▶ _ACTIVITY_
Output each entry exactly; skip nothing.

□ □ □ □ □

PR #985, opened 2026-06-30
fix(ui): normalize JPEG file extensions and MIME types on upload (#445)

### LINKED ISSUE #445: Nai Pepea:  In Edit Profile Screen, Upload Profile Image feature not working

dhruv-1001:
## Issue (#445)
**Edit Profile → "Upload Profile Image" does not work** for JPEG images — the user picks a JPEG, but the profile picture never updates.

## Root cause
Depending on the device/browser, the file picker hands over a JPEG with an **uppercase extension** (`.JPG`) or an **inconsistent MIME type** (`image/jpg`, or empty). The downstream filestore upload rejects/ignores those, so the profile image silently fails to save.

## Fix
Normalize every JPEG to a canonical form **before** upload — lowercase `.jpeg` filename + `image/jpeg` MIME — in both upload entry points:
- `packages/digit-ui-components/src/atoms/UploadImage.js`
- `packages/modules/core/.../ImageUpload/UploadDrawer.js`

Also reset the file input after the attempt so the same file can be re-selected if a retry is needed.

## Verification
On a live stack, uploading `photo.JPG` (uppercase) now sends `filename="photo.jpeg"` + `Content-Type: image/jpeg` to filestore and the profile image saves (verified via Playwright network interception).

Closes #445.


subhashini-egov (approved):
Please resolve the merge conflicts.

□ □ □ □ □

▶ _WRITTEN SOLUTION_
PR #985, opened 2026-06-30
fix(ui): normalize JPEG file extensions and MIME types on upload (#445)

### LINKED ISSUE #445: Nai Pepea:  In Edit Profile Screen, Upload Profile Image feature not working

dhruv-1001:
## Issue (#445)
**Edit Profile → "Upload Profile Image" does not work** for JPEG images — the user picks a JPEG, but the profile picture never updates.

## Root cause
Depending on the device/browser, the file picker hands over a JPEG with an **uppercase extension** (`.JPG`) or an **inconsistent MIME type** (`image/jpg`, or empty). The downstream filestore upload rejects/ignores those, so the profile image silently fails to save.

## Fix
Normalize every JPEG to a canonical form **before** upload — lowercase `.jpeg` filename + `image/jpeg` MIME — in both upload entry points:
- `packages/digit-ui-components/src/atoms/UploadImage.js`
- `packages/modules/core/.../ImageUpload/UploadDrawer.js`

Also reset the file input after the attempt so the same file can be re-selected if a retry is needed.

## Verification
On a live stack, uploading `photo.JPG` (uppercase) now sends `filename="photo.jpeg"` + `Content-Type: image/jpeg` to filestore and the profile image saves (verified via Playwright network interception).

Closes #445.


subhashini-egov (approved):
Please resolve the merge conflicts.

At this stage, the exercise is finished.